> _DIRECTIONS FOR THIS TASK_: In the records below, find the line that contains "-5,17 +5,13 @@" and the line that contains "(this->reset_pin_ != nullptr)", then retype exactly those two lines and every line between them.

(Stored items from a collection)
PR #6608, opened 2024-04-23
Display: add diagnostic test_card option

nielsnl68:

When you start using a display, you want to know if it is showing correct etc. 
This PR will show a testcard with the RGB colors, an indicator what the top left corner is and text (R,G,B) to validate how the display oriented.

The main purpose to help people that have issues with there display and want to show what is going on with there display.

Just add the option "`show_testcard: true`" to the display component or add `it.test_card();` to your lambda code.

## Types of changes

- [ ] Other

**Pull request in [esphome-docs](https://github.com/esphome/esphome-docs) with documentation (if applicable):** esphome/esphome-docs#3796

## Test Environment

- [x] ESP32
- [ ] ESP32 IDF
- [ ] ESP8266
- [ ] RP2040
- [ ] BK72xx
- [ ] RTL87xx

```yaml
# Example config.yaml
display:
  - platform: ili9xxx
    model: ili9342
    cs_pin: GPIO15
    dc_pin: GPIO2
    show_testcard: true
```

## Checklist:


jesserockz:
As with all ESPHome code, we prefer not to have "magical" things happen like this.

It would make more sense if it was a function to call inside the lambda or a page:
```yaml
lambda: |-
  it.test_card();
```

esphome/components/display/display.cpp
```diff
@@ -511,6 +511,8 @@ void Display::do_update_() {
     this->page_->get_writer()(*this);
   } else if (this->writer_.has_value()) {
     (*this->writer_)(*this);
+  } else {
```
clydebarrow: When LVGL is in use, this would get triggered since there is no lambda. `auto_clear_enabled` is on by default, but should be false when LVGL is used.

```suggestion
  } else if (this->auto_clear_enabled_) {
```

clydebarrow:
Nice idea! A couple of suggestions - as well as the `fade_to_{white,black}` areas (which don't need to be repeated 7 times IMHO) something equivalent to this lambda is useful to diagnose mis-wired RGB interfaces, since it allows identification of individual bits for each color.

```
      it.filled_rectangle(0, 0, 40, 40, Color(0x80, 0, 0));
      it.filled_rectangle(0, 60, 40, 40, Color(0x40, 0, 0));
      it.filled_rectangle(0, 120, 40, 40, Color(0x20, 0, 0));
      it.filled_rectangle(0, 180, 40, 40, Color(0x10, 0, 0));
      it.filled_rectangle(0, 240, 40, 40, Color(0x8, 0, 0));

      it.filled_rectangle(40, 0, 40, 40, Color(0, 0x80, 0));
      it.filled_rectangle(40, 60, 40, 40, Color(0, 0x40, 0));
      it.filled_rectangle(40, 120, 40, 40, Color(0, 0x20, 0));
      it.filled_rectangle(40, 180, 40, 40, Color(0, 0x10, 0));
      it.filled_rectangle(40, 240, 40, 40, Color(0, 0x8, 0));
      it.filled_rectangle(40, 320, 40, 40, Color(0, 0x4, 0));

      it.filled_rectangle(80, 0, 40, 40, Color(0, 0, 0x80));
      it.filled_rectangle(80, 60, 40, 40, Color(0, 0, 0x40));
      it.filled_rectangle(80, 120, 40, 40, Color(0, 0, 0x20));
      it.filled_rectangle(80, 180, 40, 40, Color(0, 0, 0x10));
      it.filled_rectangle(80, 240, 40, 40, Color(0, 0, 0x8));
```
...
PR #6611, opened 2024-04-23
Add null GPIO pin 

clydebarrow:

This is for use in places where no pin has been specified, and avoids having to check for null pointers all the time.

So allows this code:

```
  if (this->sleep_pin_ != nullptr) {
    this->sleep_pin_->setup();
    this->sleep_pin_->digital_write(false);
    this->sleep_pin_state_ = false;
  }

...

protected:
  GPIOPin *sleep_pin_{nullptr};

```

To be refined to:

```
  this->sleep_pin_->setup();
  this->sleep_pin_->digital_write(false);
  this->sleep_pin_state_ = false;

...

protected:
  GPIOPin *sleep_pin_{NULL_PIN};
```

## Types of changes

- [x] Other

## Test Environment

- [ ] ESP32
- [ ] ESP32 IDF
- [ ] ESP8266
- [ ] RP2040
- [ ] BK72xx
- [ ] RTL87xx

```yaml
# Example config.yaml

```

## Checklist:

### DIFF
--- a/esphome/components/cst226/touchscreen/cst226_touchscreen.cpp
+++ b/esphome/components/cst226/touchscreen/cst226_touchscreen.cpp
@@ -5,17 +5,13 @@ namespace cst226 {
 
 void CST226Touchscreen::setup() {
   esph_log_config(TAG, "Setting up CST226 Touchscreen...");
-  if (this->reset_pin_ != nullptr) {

> _OUTPUT OF THE EXERCISE_:
@@ -5,17 +5,13 @@ namespace cst226 {
 
 void CST226Touchscreen::setup() {
   esph_log_config(TAG, "Setting up CST226 Touchscreen...");
-  if (this->reset_pin_ != nullptr) {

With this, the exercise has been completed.